I checked out the API and it does not feel like it is fully baked! There are interfaces for authorization and checking email/url status and submitting new emails/urls. Some things that stand out immediately are:

  • Exclusive use of SSL for the API access.
  • Parameter authentication (i.e. including cryptographic digest of all the parameters to ensure that parameters are not changed using man-in-the-middle attack)
  • Choice of xml or php output.

The api calling sequence works like this:

  1. User registers on the web for API access and gets api key and shared secret
  2. Using the API, application gets a frob (what is behind the name ?) and authorization url using auth.frob.request
  3. User has to authorize the frob using the authorization url specified in the response. (optionally you can specify callback url which the server will call for authorization, I will need to check this from home when I have access to a server -- the docs are very thin about the mechanism)
  4. Once authorized, app uses the frob and gets a token for short time API access (30 minutes in my tests) (auth.token.request)
  5. App can check token status which tells remaining time on token.(auth.token.status)
  6. App can revoke the token when it is done using it. (auth.token.revoke)
  7. The APIs for check.url, check.email, submit.url, submit.email then use the token.
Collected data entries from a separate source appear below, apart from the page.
PR #2880, opened 2020-01-31
Cancel getparticipants requests once changing conversation

ma12-co:
Avoid duplicating getparticipants requests when quickly switching between conversations.

### DIFF
--- a/src/components/RightSidebar/Participants/ParticipantsTab.vue
+++ b/src/components/RightSidebar/Participants/ParticipantsTab.vue
@@ -91,6 +91,7 @@ import isInLobby from '../../../mixins/isInLobby'
 import { loadState } from '@nextcloud/initial-state'
 import SHA1 from 'crypto-js/sha1'
 import Hex from 'crypto-js/enc-hex'
+import CancelableRequest from '../../../utils/cancelableRequest'
 
 export default {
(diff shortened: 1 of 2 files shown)


nickvergessen:
Maybe when it's not the first visit in the conversation we could even delay this request a bit? It's okay to see an outdated but mostlikely unchanged page for some seconds, if everything is a lot quicker in response

ma12-co:
mmm not sure, you could have visited it already in the same tab but some time ago?

nickvergessen:
Yeah, but the next refresh (currently happening every 30s) will fix it, sounds good enough?
Or we use a timeout and refresh it manually once after ~5s, but not before the chat is loaded. that seems more important?

ma12-co:
> sounds good enough

it doesn't to me.. It can be misleading. Imagine you expect someone to be there and you don't see it when going back to the conv. Then you try to add him and you get some kind of error (the participant is already in the conversation??) :P

> Or we use a timeout and refresh it manually once after ~5s, but not before the chat is loaded. that seems more important?

If we do this I think we should keep the list in a loading state until refreshed, for the same reason described above

ma12-co:
So what do we do here @nickvergessen??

I did not understand why there is a need for FROB in this, why can't you just get the token from api key and shared secret ? What problem are they solving by this indirection ?

Anyway, here is the ruby script that I used for testing this... I am planning to turn this into a module, but providing it here for early access...
phishtank.rb
config.yml

P.S. the check_url interface is not working, I am getting invalid token error. and the same token can be revoked successfully.
P.P.S. The API uses SSL (no cleartext api available) and ruby's open-uri library insists on checking the server SSL certificate which always fails (probably because signer needs to be trusted by openssl), I had to change it locally to ignore ssl verification in order to proceed.

Update (Oct/12/06): the check.url interface is finally working. For this API, the signature needs to be calculated before escaping the url. I refactored the ruby script a bit to remove redundant code and moved the configuration to a seperate file. I still need to work with the response parser and make it general for all types of responses. XML parsing gets so ugly so fast, it's amazing!